As I was driving down the highway after the haircut, I thought about my husband’s request to stop home. Did he have some time from work to have lunch at home with me? Then I became curious: Joe has no idea where I get my hair cut, so he must have gone to great lengths to track down the phone number. Now, why would he go through all that trouble to find me and just leave a message to stop home? Could it be we got “the call”? Was I a mother already? My heart began to race with excitement, and then I checked myself as I had a dozen times before when we were trying to get pregnant—no, it couldn’t be that.

As I pulled into the driveway, the large quilted heart flag that I had made years before as a Valentine’s present for Joe was hanging over the driveway. Where had he dug that up, and why was it hanging? As he walked out of the house with a champagne bottle in his hand, I knew.

“Joan, you’re the mother of a baby boy!” he told me. Our adoption counselor had called him at work to give him the wonderful news. He filled me in on the details and told me we could pick up our new son the next afternoon.

What should we do first? We weren’t expecting a baby for at least a few months; like a couple that is pregnant, we thought we would have time to plan and get ready. We called our parents first. “Mom, Dad, we have a baby boy!” I told my parents. “Oh, Joan, we’re so happy that you’re a mother,” they said. I didn’t feel any different than I had the day before. When will I know I am a mother? I wondered.

The next twenty-four hours went by quickly, yet I remember every moment in great detail. First, we had to talk with the adoption agency to receive more information and directions. They gave us the phone number of the foster mother who was taking care of our son until we picked him up the next day. We dialed the phone and waited what seemed like eternity for an answer. Mary answered. “Hello,” I said, “this is Joan and Joe. Do you have our baby?” “Oh, yes,” she said, “he’s sitting right here on my lap. Do you hear him?” We listened, and heard his voice for the first time, making his baby sounds.
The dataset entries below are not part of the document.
PR #960, opened 2023-10-24
fix(snackbar): remove unnecessary styles

SisIvanova:
Related to IgniteUI/igniteui-angular/issues/13574

### DIFF
--- a/src/components/snackbar/themes/snackbar.base.scss
+++ b/src/components/snackbar/themes/snackbar.base.scss
@@ -43,23 +43,12 @@
 }
 
 :host([action-text]) {
-    igc-button::part(base) {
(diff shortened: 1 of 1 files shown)


simeonoff (commented):
Are the changes in this PR related to any one of the 4 themes? In other words, does the design diverge from the one in the UI kits and by extension Ignite UI for Angular?

SisIvanova:
> Are the changes in this PR related to any one of the 4 themes? In other words, does the design diverge from the one in the UI kits and by extension Ignite UI for Angular?

Yes, the design of the snackbar button was different than the UI kits.

simeonoff (approved):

The next fifteen hours were a rush to complete paperwork, get to the bank for payment to the adoption agency, and get to the mall before it closed to pick up a few basics. Although we knew an adoption would happen in the near future, up until that day I could not allow myself to buy or borrow any baby things. For years, each time I would see the grocery aisle that carries diapers and baby food, I would pass by quickly. I believed that aisle was off-limits to me; I was not a mother. It’s not a very rational feeling, but one that many infertile women experience, even when they are told a baby is coming for them through adoption.

At the department store, we ran into an old acquaintance. “Hello, what’s new?” she asked.

“Oh, nothing,” I said out of habit.

“Oh, everything!” Joe said out of excitement.

We rushed on, leaving the poor woman quite puzzled. I picked out receiving blankets, diapers, bottles, formula and socks (are baby feet really that tiny?). While I was stocking up on the practical things, Joe ran off and found our son’s first stuffed animal—Winnie the Pooh.

Around 1:00 in the morning, while we were trying to figure out how to sterilize bottles, we began to pick a name for the baby. Previously, it was too hard to look at books with baby names; what if our baby never came? Once we picked the name, we tried to get some sleep. Impossible. We had heard his voice, we had given him a name, but was he real? What did he look like? Was he truly going to be ours?

Later that morning, we went to the adoption agency for last-minute paperwork and to meet the birth mother of our son. She had made a careful adoption plan for him and had chosen us to be his parents. It was a very good and touching meeting. She was his birth mother, the one who had given him life, but I was his mother too, the one who would love and care for him every day.

We followed the directions to the foster-care home, and as we pulled up to the house my heart was racing. I don’t remember how I got to the front door. Mary opened the door, and as we walked in, she placed in my arms the most beautiful baby I had ever seen. He looked up at me, and said without words, “You are my mother.” I will never forget that moment, for that was when all my questions ended.

Looking into his eyes, I knew for certain that I had become a mother.